Using a Supercomputer to Hunt Malware
Wednesday, 20 November 2019 1:30pm - 2pm
The internet is a vast, continuously growing resource where, given its dynamic nature, an arbitrarily large amount of new content is introduced every day. Over the past decade, cybercriminals have learned how to leverage the Internet for malicious intent. Modern cybersecurity solutions need to quickly and accurately determine the security risk of visiting a website by classifying the complex information found within long sequences of data.

Effective machine learning solutions handle this problem by learning patterns from arbitrarily long input sequences in a way that captures signals correlated to malicious activity. These sequence modeling approaches are computationally expensive, requiring either large amounts of memory to individually keep track of a huge number of relevant subsequence fragments, or expansive computing power to iteratively evaluate and update networks that model the sequence as a whole.

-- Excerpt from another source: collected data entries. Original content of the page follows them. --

Issue #138, opened 2020-09-16
Existing requirement computation issues


SamChou19815:
Some of my opinions on how we can make the existing requirement computation more maintainable. None of the issues below should block merging a PR.

### Types of `operator` (`'and' | 'or' | null`) is very confusing.

They don't seem to relate to double counting. A better name would be `requiredCourseCheckerStrategy: 'all-of' | 'any-of'`.

### Bloated `BaseRequirement`

Instead of combining `credits` | `courses` | `self-check` requirements into a single type. We should use TypeScript's disjointed union capability to split them into 3 different types, and do pattern matching on them. In this way, we can get rid of a bunch of `null` and `undefined` possibilibity that are just added for `self-check` types of courses.

### Requirement with several fulfillment strategies

Related to the above issue, we probably should create a new type for requirement like

```typescript
type RequirementWithMultipleFulfillmentStrategy = {
  readonly type: 'RequirementWithMultipleFulfillmentStrategy'
  readonly strategies: readonly Requirement[]
}

type Requirement = 
  | RequirementToBeFulfilledByCourses
  | RequirementToBeFulfilledByCredits
  | RequirementForSelfCheck
  | RequirementWithMultipleFulfillmentStrategy
```

willespencer:
These all look like good improvements! I'll add them to Monday

PR #161, opened 2020-10-31
Specialize type of self-check requirements in requirements data

SamChou19815:
### Summary 

In the past, we are not very careful about distinguishing between types of requirements with different fulfillment strategy. The worst example is self-check requirement. Since self-check requirement isn't treated as a real requirement (as far as requirement computation is concerned), a lot of fields for other requirements do not make sense for self-check requirements. e.g. `eligibleCourses, totalCount, checker` etc.

In particular, we try to use one single type to describe all three kinds of requirements fulfillment strategies: courses, credits, self-check. As a result, we end up with some ugly types like:

https://github.com/cornell-dti/course-plan/blob/0948b89260c29ec29dd166d3e8311afadbc83b88/src/requirements/types.ts#L39-L53

https://github.com/cornell-dti/course-plan/blob/0948b89260c29ec29dd166d3e8311afadbc83b88/src/requirements/types.ts#L64-L66

, where the null case only makes sense for self-check courses. This kind of types make reasoning correctness of the code much harder, since we now have to consider whether the null case is for self-check or not, instead of deal with self-check requirements in the first line of code and have much fewer cases to worry about.

**This PR is the first step to reverse that BAD DESIGN DECISION.**. It implements the proposal in #138 and uses typescript's [disjointed union](https://basarat.gitbook.io/typescript/type-system/discriminated-unions) feature to enforce compile-time exhaustiveness check. After this PR, we can remove a bunch of null values for self-check requirements.

The value of this PR goes beyond simply writing fewer lines of code for self-check requirements. **This PR paves the way for implementing toggle-able requirements in a principled way**. With the infra setup by this PR, we can later support toggle-able requirements by adding another variant to `RequirementFulfillmentInformation`, making it something like:

```typescript
/**
 * @param A additional information only attached to credits and courses type.
 * @param B additional information only attached to credits and courses type.
 */
type RequirementFulfillmentInformation<A = {}, B = {}> =
  | {
      readonly fulfilledBy: 'self-check';
      // Currently unused.
      readonly minCount?: number;
    }
  | ({
      /** Defines whether courses are 'double counted': and for no double counting and or for double counting */
      readonly operator: 'and' | 'or';
      readonly fulfilledBy: 'credits' | 'courses';
      /**
       * The minimum count required to fulfill this requirement.
       *
       * - When fulfilledBy === 'credits', this field stores the min number of credits.
       * - When fulfilledBy === 'courses', this field stores the min number of courses.
       */
      readonly minCount: number;
      /**
       * Some requirements have sub-requirements.
       *
       * - `minCount` specifies how many types of sub-requirements needs to be satisfied.
       * - `totalCount` specifies how many courses/credits need to be earned in total.
       */
      readonly totalCount?: number;
    } & A)
  | ({
        readonly fulfilledBy: 'toggleable';
    });


export type CollegeOrMajorRequirement = RequirementCommon &
  RequirementFulfillmentInformation<
    { readonly checker: Checker | readonly Checker[] },
    { 
      readonly multipleOptionsChecker: {
        readonly [optionName: string]: { 
          readonly minCount: number; 
          readonly checkers: readonly Checker[]
        }
      } 
    }
  >;
```

### Test Plan 

Preview site still works.

### Breaking Changes  

None


src/requirements/fetcher.ts
```diff
@@ -138,8 +138,8 @@ const generateSemesterJSONs = async <T extends keyof Course>(
     );
     const courses: AllCourses<T> = {};
     courses[semester] = semesterCourses;
-    const fileRequirementsSrc = 'src/requirements/filtered-' + semester + '-courses.json';
-    const fileFunctionsSrc = 'functions/filtered-' + semester + '-courses.json';
+    const fileRequirementsSrc = `src/requirements/filtered-${semester}-courses.json`;
```
willespencer, line 141: This is fine, but either you or Theresa will probably have a fun merge conflict with this haha.

willespencer (approved):
Good first step 😄! Looks good to merge.

PR #162, opened 2020-11-02
Enforce prettier check for all js files

SamChou19815:
### Summary 

Everyone in course plan seems to code in different style and it causes merge conflicts a lot of times merely due to style change. This PR is the first diff in the series that tries to gradually enforce Prettier style for all files.

Running `npm run format` to fix everything is too disruptive, especially for a lot of requirement code and Vue code. This diff starts from the js files, which only consists of a small minority of the codebase and it's touched often recently. I will decide which ones to format next depending on the dev meeting to see what everyone else is doing.

### Test Plan 

CI

### DIFF
--- a/.eslintrc.js
+++ b/.eslintrc.js
@@ -2,18 +2,26 @@
 
 module.exports = {
   root: true,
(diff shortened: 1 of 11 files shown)


willespencer (approved):
Looks good! This is definitely something we should be working towards, so yeah let's talk about it at the dev meeting today 😄

PR #163, opened 2020-11-03
Setup type definition and checker code for toggleable requirements

SamChou19815:
### Summary 

This PR setups the foundation for integrating toggleable requirements into the system. To build confidence of this relatively complex migration, I decided not to add any toggleable requirements into the system in this diff. Instead I will only change the type definition to accommodate for toggleable requirements and change relevant code to make everything type check again.
 
In the next diff, I'm planning to add the first toggleable requirement in #131 and implement relevant frontend changes.

### Test Plan 

`npm run req-gen` creates the same json, which proves that all the non-toggleable requirement checker logic is still the same.

The frontend checking should also be unimpacted:

Screen Shot 2020-11-03 at 11 28 01

### DIFF
--- a/src/requirements/reqs-functions.ts
+++ b/src/requirements/reqs-functions.ts
@@ -2,10 +2,12 @@ import buildRequirementFulfillmentGraph from './requirement-graph-builder';
 import requirementJson from './typed-requirement-json';
 import {
   CourseTaken,
+  EligibleCourses,
   DecoratedCollegeOrMajorRequirement,
   RequirementFulfillment,
   RequirementFulfillmentStatistics,
-  GroupedRequirementFulfillmentReport
+  GroupedRequirementFulfillmentReport,
+  Course
 } from './types';
 
 type RequirementMap = { readonly [code: string]: readonly string[] };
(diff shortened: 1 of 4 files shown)


src/requirements/reqs-functions.ts
```diff
@@ -171,7 +158,74 @@ function computeFulfillmentStatistics<T extends {}>({ requirement, courses: cour
...
+      return computeFulfillmentStatisticsFromCourses(
+        filterAndPartitionCoursesThatFulfillRequirement(coursesTaken, requirement.courses),
+        requirement.fulfilledBy,
+        requirement.operator,
+        requirement.minCount,
+        requirement.totalCount
+      );
+    case 'toggleable': {
+      // Choose the max fulfillment progress as the statistics
+      // TODO: take user choices into account when we are going to integrating that.
```
willespencer, line 210: For this specific part, are you planning on just copying over a lot of Ein's dropdown code?

willespencer (approved):
Looks good to merge! Just left a small question

src/requirements/reqs-functions.ts
SamChou19815: This will be the eventual goal, but in the next PR, I'm just doing to add the toggleable requirement without doing this. Integrating Ein's change also implies it needs to be integrated with the graph, which can be more involved.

We’ve successfully used the resources at the San Diego Supercomputer Center (SDSC) to address these difficult computational challenges, making significant advances for cybersecurity solutions. We will walk conference attendees through our process and share real-life examples. For instance, the unique resources at SDSC made possible the training of our Real-Time Anti-Phishing model, which requires rapid random access across nearly a terabyte of data. The high-memory computing resources allow us to accelerate the random access bottleneck to speed up the training process several orders of magnitude, from days to minutes.